Indeed. Blair's demise does not necessarily mark the end of neo-conservatism's malign influence. It was reported in Jasper Gerrard's interview of Gove published in the Observer last January that none other than "Gordon Brown [had] stopped to congratulate [Gove] on his hawkish work [i.e. "Celsius 7/7"]". The Gerrard interview itself is positively toe-curling in its obsequiousness, describing Gove, hilariously, as a "rigorous intellectual" and a "sharp debater" whose "deadliest tactic is to sound sympathetic while tearing your argument to shreds" ('with what?' one wonders). But this is par for the course in the once liberal now staunchly neo-conservative Observer, which also offers the likes of Amis, Andrew Anthony and Nick Cohen page after page upon which to break wind at length on subjects - Western liberalism and political Islam – that they show a singular failure to understand in any serious way.
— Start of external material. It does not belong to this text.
PR #224, opened 2017-10-01
fix typo in README.md --ignores flag explanation

leopoldjoy:
add missing asterisks around --ignores flag arguments to make them glob expressions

Dalrymple's point is well made. The madmen are indeed taking over the asylum. Ill informed, even quasi-racist views emanating from the fetid depths of the British neo-conservative imagination are hailed even by ostensibly liberal members of the political class as brilliant visions of moral clarity. After the catastrophe of Iraq, the dangers posed by governments seized with this sorts of chauvinistic hallucinations should hardly need to be explained. And yet, here we are, with so many in positions of power having apparently learnt nothing from the past 6 years of bloody disaster.

It seems to me that the appropriate response to this can be found if we return to what I described at the beginning of this article: the approach taken by Dalrymple in his own writings. Because it is he, rather than the self-proclaimed neo-conservative champions of Western civilisation that is the true heir to the Enlightenment values of open enquiry and the worth of the human being above all else. And it is by utilising those same values in our own political activity (be that on a personal or a public level) that we are able to counteract the dangerous fantasies of those who are forever imagining a world gripped by some Manichean struggle between the white knights of western civilisation and some barbarous horde from the east (led, invariably, by the latest incarnation of Hitler).

Such fantasies inevitably evaporate when confronted with reasonable representations of the truth, as is evident from Dalrymple's reviews of Gove and Amis's turgid efforts, which he blows away with a casual ease. Ultimately, in the political battles of our times, Enlightenment values will indeed prevail over the forces of unreason. Just not quite in the way that British neo-conservatives would imagine.